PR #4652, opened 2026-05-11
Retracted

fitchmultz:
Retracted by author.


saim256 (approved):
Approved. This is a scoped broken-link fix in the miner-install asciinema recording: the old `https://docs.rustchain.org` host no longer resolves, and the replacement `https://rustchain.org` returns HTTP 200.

----

§ **Instructions for the task**
Could you return every record above exactly as written?

§ **Answer box**
PR #4652, opened 2026-05-11
Retracted

fitchmultz:
Retracted by author.


saim256 (approved):
Approved. This is a scoped broken-link fix in the miner-install asciinema recording: the old `https://docs.rustchain.org` host no longer resolves, and the replacement `https://rustchain.org` returns HTTP 200.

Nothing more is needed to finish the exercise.